Hong Kong: Major Chinese real estate companies are renting more of the apartments they develop as they respond to President Xi Jinping's demand that China should produce homes to live in not to speculate on.
But currying favour with authorities who want to provide affordable housing to maintain stability in the property sector comes at a cost as the developers will make little, if any, initial return from renting.
The net yields on rental properties for the biggest developers are only 5-6 per cent, and for smaller firms with higher costs they may even be negative, according to the developers and real estate analysts.
By contrast, the profit margins on properties that are sold have usually been clear for all to see - averaging in the 20-30 per cent range in recent years.
It isn’t just Xi and the central government that has been piling the pressure on the real estate developers.
Many cities started imposing restrictions on land sales last year, forcing developers to build some homes to rent rather than sell, making the properties much less lucrative and higher risk for companies. Not only are the companies looking at lower returns on the developments but they also have the balance sheet risks of continuing to own them.
This is all, in turn, set to speed up market consolidation and joint bidding as companies share the costs.
Vanke, the country's No.2 developer by sales and one of the early comers to the rental market, plans to double the number of apartments it is renting out to 200,000 in 2018.
Rental apartments "are not supposed to make a lot of money in the first place," China Vanke Chairman Yu Liang said at an earnings conference late last month, adding that there has to be a balance between rental and sale markets.
He said that the rental market could be profitable in the longer term if the authorities put sufficient supportive policies in place. Local governments have recently been offering preferential lending rates and new fund-raising channels such as corporate bonds and securitisation to help the rental business.

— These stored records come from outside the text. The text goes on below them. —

PR #610, opened 2020-09-03
Update thrift (0.13.0)

markaren:
Updates thrift to 0.13.0

Even with the change, libcosim is still compatible with fmu-proxy 0.61, 0.6.2


hplatou (approved):
Looks good to me.

PR #615, opened 2020-09-21
Upgraded libzip dependency to new version available in ConanCenter

hplatou:
Upgraded the libzip conan dependency to 1.7.3, that is now available through ConanCenter. The previoius version 1.5.2 available through bincrafters is now marked obsolete. The transitive dependencies of the new version is compatible with the rest of our dependencies and I could remove the dependency conflict resolution as well. This also resolves some runtime issues when linking an executable with both libcosim and Poco(with transitive openssl) from ConanCenter.

### DIFF
--- a/conanfile.py
+++ b/conanfile.py
@@ -19,13 +19,9 @@ class LibcosimConan(ConanFile):
         "boost/1.71.0",
         "fmilibrary/2.0.3",
         "ms-gsl/2.1.0",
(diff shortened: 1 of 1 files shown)


kyllingstad (approved):
Awesome that we get rid of the conflict-resolving explicit dependencies!

markaren (approved):

PR #617, opened 2020-10-06
Add an introductory page to the API documentation

### LINKED ISSUE #616: Add start page to API documentation
Every time I need to look up something in the libcosim API documentation, I have to go via the namespace/class/file lists generated by Doxygen. All of these have become rather large, and sifting through them takes time. It would be great to have a start page that allows one to find things more quickly.

While our API consists of a large number of classes and functions, some of them are more central than others. Examples include `execution`, `system_structure`, `slave`, `observer` and so on. These could serve as starting points for exploring the API, as their documentation links to that of other, less central entities that mainly serve as support structure.

This would also make the documentation more accessible to newcomers, who have *no* idea of where to start.

kyllingstad:
The contents of `docs/main_page.md` will be the first thing the user sees upon browsing the API documentation. That is, it will fill the current void below the menu [here](https://open-simulation-platform.github.io/libcosim/doxygen/libcosim/0.7.0/index.html) (substituting "Introduction" in place of the "libcosim Documentation" heading). All symbols link to the appropriate place in the API documentation, by Doxygen magic.

This fixes #616.

### DIFF
--- a/docs/main_page.md
+++ b/docs/main_page.md
@@ -1,0 +1,166 @@
+\mainpage Introduction
+
+The [libcosim](https://open-simulation-platform.github.io/libcosim) API can
+roughly be divided into two parts, corresponding to the main phases of a
+co-simulation. These are:
+
+  * The _setup phase_, which is everything that happens before you actually
+    run a simulation, such as reading configuration files, loading FMUs,
+    setting up the system for simulation, and so on.
+  * The _execution phase_, where we run a simulation, solving the model
+    equations, logging and/or displaying output, et cetera.
+
+These phases are not distinguished in any particular way in the API. Most
+symbols simply live in the top-level `#cosim` namespace, and there is no
+specific naming convention to set them apart. Nor are they entirely distinct
+in functionality, as several classes and functions are used in both phases.
+Nevertheless, the distinction between "setup" and "execution" provides a good
+framework for learning and understanding the libcosim API.
+
+## Setting up a simulation
+
+The central class in the setup phase is `cosim::system_structure`. This
+contains a representation of the modelled system, consisting of the entities
+(simulators and functions) in it and the connections between them. It requires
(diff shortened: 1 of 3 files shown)


docs/main_page.md
```diff
@@ -0,0 +1,166 @@
...
+specific naming convention to set them apart. Nor are they entirely distinct
+in functionality, as several classes and functions are used in both phases.
+Nevertheless, the distinction between "setup" and "execution" provides a good
+framework for learning and understanding the libcosim API.
+
+## Setting up a simulation
+
+The central class in the setup phase is `cosim::system_structure`. This
+contains a representation of the modelled system, consisting of the entities
+(simulators and functions) in it and the connections between them. It requires
```
hplatou, line 24: Don't remember if we have concluded on this before. Are we going to refer to this entity as a `simulator` or a `model`? In our code system_structure is using `cosim:model`

hplatou: Btw. This doc is very nice!

markaren:
Content looks good. I can't build and test the doc myself, so I can't vouch for that.

docs/main_page.md
kyllingstad: Thanks! :)

In my mind, the model/simulator distinction is similar to the class/object distinction in OOP, or, more directly, to the FMU/instance distinction in FMI. And that's the way the API is designed too: `cosim::model` is a factory class (which typically represents an FMU) which has a method to create simulator instances.

I wasn't sure about the wording in this part of the text myself. I landed on "simulator" because, while `system_structure` uses the `model` class, it uses it to represent what _will be_ a simulator in the instantiated system. Similarly, there are no actual "connections" here, because there are no instances to connect, but I still used "connections" to refer to the representation of _future_ connections.

hplatou: 👍

hplatou (approved):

Clearly, though, the demand is there. L+Research Institute, the research unit of real estate agent Lianjia, estimated the number of tenants will reach 230 million in 2025, up from 160 million in 2015. It sees the total rental value of the Chinese market rising to 2.9 trillion yuan ($460 billion) in 2025 from 1 trillion yuan in 2015.
Lianjia also said the number of rental apartments in China grew 40 per cent in 2017, compared to growth of less than 15 per cent in 2015.
China's largest developer by sales, Country Garden Holdings, which set up a rental business unit late last year and laid out an aggressive plan to own 1 million rental apartments in three years, told reporters that the business is "tough" for companies just getting started in the rental sector.
Profitability from rental property is lower than from sales, the company’s Chief Financial Officer Bijun Wu said at a media lunch in February. "But under government support, it will become a common business for the industry."
Not only does it take longer to collect cash from rental housing, targeting young professionals with limited incomes means landlords can't always charge the higher rents they would like, the developers and analysts say.
Developers, such as Vanke, are mostly leasing or buying under-utilised assets such as hotels, offices and warehouses and redeveloping them into rental units as that way the returns are much higher than they would get if they bought land and built new developments.
Vanke told Reuters last year that the gross profit margin on the redevelopment work was in the 20-30 per cent range, which is in line with its gross profit margin of 26.2 per cent for its property development business in 2017.
For rental apartments built from scratch, the average cost for Vanke is 300,000 yuan ($47,708.41) per unit, according to analysts, so with average rental income of 3,000 yuan a month it would take 8.3 years to pay back excluding any interest cost.
The net yield for Vanke on the rental apartments is around 5 to 6 per cent, but for developers with smaller scale it would be lower.
"Initial yield for the business is around 4 per cent, but in some bad cases it could just be breakeven" said CLSA analyst Nicole Wong. "If it reaches a big scale, developers can strike a good income, and also profit from a spin-off later on... the leveraged return can then reach 8 to 9 per cent."
The developers, though, are working on ways to pull in more investors.
Country Garden obtained regulatory approval last month to launch 10 billion yuan ($1.6 billion) worth of quasi-Real Estate Investment Trusts (REITs), China's largest such issue so far, for its rental housing projects.
Vanke said on Monday it plans to raise up to 8 billion yuan from the sale of rental housing bonds, while Beijing-based developer Longfor Properties last month sold 3 billion yuan of such bonds, the first issue of its kind in China.
While not all developers' plans are as aggressive as these behemoths, they are still showing the kind of commitments needed to keep the authorities on side, property analysts say.
"Some developers are doing it to show support for government policy; their project volume is not large in each city, but that small cashflow shortfall will help to get a good relationship with the city governments in the long run," RHB Research analyst Toni Ho said.
Last month, state-owned China Overseas Land & Investment Ltd said it will launch 3,000 to 5,000 rental units a year while Sino-Ocean Group said it is targeting 100,000 rental units in 2020, up from 1,000 now.
"It's only a start for us and not our major business yet, but we'll actively make efforts," Sino-Ocean chairman Li Ming said.